Assuming certificate 207532 in the name of Arrow was at some time in Chase's possession, as testified by Mrs. Vargas, the fact is that even though payment of principal and interest on said certificate was requested by Chase on January 4th, 1983 all that Chase received from Citibank was a $50,000.00 check with no reference to the Certificate. Even the reverse side of Citibank's certificate noting the payment effected makes no mention of the form of payment. Moreover, it is significant that the 90-day interest accrued on said Certificate which by Mrs. Vargas' admission totalled over $1,000.00, was not paid to Chase as requested on January 4th; as a matter of fact, Chase admitted having no knowledge of the whereabouts of the interest payment.[8] Mrs. Molina from Citibank testified that the interest accrued on the Certificate was paid to Arrow on January 13, 1983. If such was the case, we are forced to conclude that Arrow was the holder and on maturity presented Certificate No. 207532 to Citibank for collection since by its own terms "the principal and interest shall be payable only at maturity and upon presentation and surrender of this Certificate to Citibank..." (Joint Exhibit 6). Thus, if Chase ever held Arrow's certificate No. 207532 in pledge, said pledge was extinguished upon its return to Arrow for the collection of interests. Art. 1145 of the Civil Code provides:

"The accessory obligation of a pledge shall be considered as remitted, when the thing pledged after having been delivered to the creditor, should be in the possession of the debtor."

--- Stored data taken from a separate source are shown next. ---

PR #5925, opened 2023-12-14
Add quad spi features

clydebarrow:

Add functionality to the SPI component (ESP-IDF only) to allow the use of quad SPI transactions. This will support
the addition of the LilyGo T-Display-S3 AMOLED board and other displays with quad SPI interfaces.

## Types of changes

- [ ] Other

**Pull request in [esphome-docs](https://github.com/esphome/esphome-docs) with documentation (if applicable):** esphome/esphome-docs#3454

## Test Environment

- [ ] ESP32
- [x] ESP32 IDF
- [ ] ESP8266
- [ ] RP2040
- [ ] BK72xx
- [ ] RTL87xx

```yaml
# Example config.yaml
spi:
  - id: spi_id_1
    clk_pin: GPIO7
    mosi_pin: GPIO6
    interface: any
  - id: quad_spi
    clk_pin: 47
    data_pins:
      - 40
      - 41
      - 42
      - 43
```

## Checklist:


esphome/components/spi/__init__.py
```diff
@@ -249,14 +251,26 @@ def get_spi_interface(index):
     return "new SPIClass(HSPI)"
 
 
+# Do not use a pin schema for the number, as that will trigger a pin reuse error due to duplication of the
+# clock pin in the standard and quad schemas.
```
jesserockz, line 255: Why would you reuse the pin?

esphome/components/spi/__init__.py
```diff
@@ -267,8 +281,34 @@ def get_spi_interface(index):
...
+SPI_QUAD_SCHEMA = cv.All(
+    cv.Schema(
+        {
+            cv.GenerateID(): cv.declare_id(QuadSPIComponent),
+            cv.Required(CONF_CLK_PIN): clk_pin_validator,
+            # Optional is used here so that the error messages when no pins are defined
+            # relates to the standard schema, not this.
+            cv.Optional(CONF_DATA_PINS): cv.All(
+                cv.ensure_list(pins.gpio_output_pin_schema), cv.Length(min=4, max=4)
+            ),
```
jesserockz: You can add a `msg` argument to `cv.Any` with a custom message to print if neither are matched.

esphome/components/spi/__init__.py
clydebarrow: You wouldn't, but the pin gets logged into the registry when the pin validation is evaluated, so if the first schema  fails (due e.g. to miso/mosi missing), the clock pin gets entered twice in the registry.

esphome/components/spi/__init__.py
```diff
@@ -267,8 +281,35 @@ def get_spi_interface(index):
     cv.only_on([PLATFORM_ESP32, PLATFORM_ESP8266, PLATFORM_RP2040]),
 )
 
+SPI_QUAD_SCHEMA = cv.All(
+    cv.Schema(
+        {
+            cv.GenerateID(): cv.declare_id(QuadSPIComponent),
+            cv.Required(CONF_CLK_PIN): clk_pin_validator,
+            # Optional is used here so that the error messages when no pins are defined
+            # relates to the standard schema, not this.
```
jesserockz: No longer relevant?
```suggestion
```

jesserockz (changes requested):

esphome/components/spi/__init__.py
```diff
@@ -267,8 +281,33 @@ def get_spi_interface(index):
...
 )
 
+SPI_QUAD_SCHEMA = cv.All(
+    cv.Schema(
+        {
+            cv.GenerateID(): cv.declare_id(QuadSPIComponent),
+            cv.Required(CONF_CLK_PIN): clk_pin_validator,
+            cv.Required(CONF_DATA_PINS): cv.All(
+                cv.ensure_list(pins.gpio_output_pin_schema), cv.Length(min=4, max=4)
+            ),
```
jesserockz: Does a full pin schema make sense here when they need to be the number only when configuring the bus and cant be inverted or external etc?

If not, then the below code that calls `set_data_pins` can be simplified to only set a vector of the pin numbers instead of the full objects...

jesserockz (dismissed):

esphome/components/spi/__init__.py
clydebarrow: I think the schema is fine, firstly it ensures that only output-capable pins are listed, secondly it allows for the (admittedly unlikely) multiple use of a pin. But it could well be that only the number need be used in the vector. I'll look at that again when I get back to a computer.

jesserockz: What I mean is, `pins.internal_gpio_output_pin_number` might be better. IIRC it still allows the multi use, but restricts to an internal pin number only

jesserockz (approved):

Finally, had it been Chase's or Arrow's intention that the $50,000.00 received from Citibank were to be used to open a certificate in the name of Arrow, Chase should have secured an officer of Arrow to confirm the transaction. However, the evidence reveals a totally opposite situation. The only document in Chase's files alluding to the time certificate issued on January 24th, 1983 is an assignment signed by Mr. Leo Schaeffer.[9] Even the authenticity of this document of assignment dated 1-24-83 is gravely in doubt as the evidence received by this Court reflects that Mr. Leo Schaeffer had signed at least two blank forms of assignments which were kept in Chase's files for some unexplained purpose. (Exhibits 119, 120).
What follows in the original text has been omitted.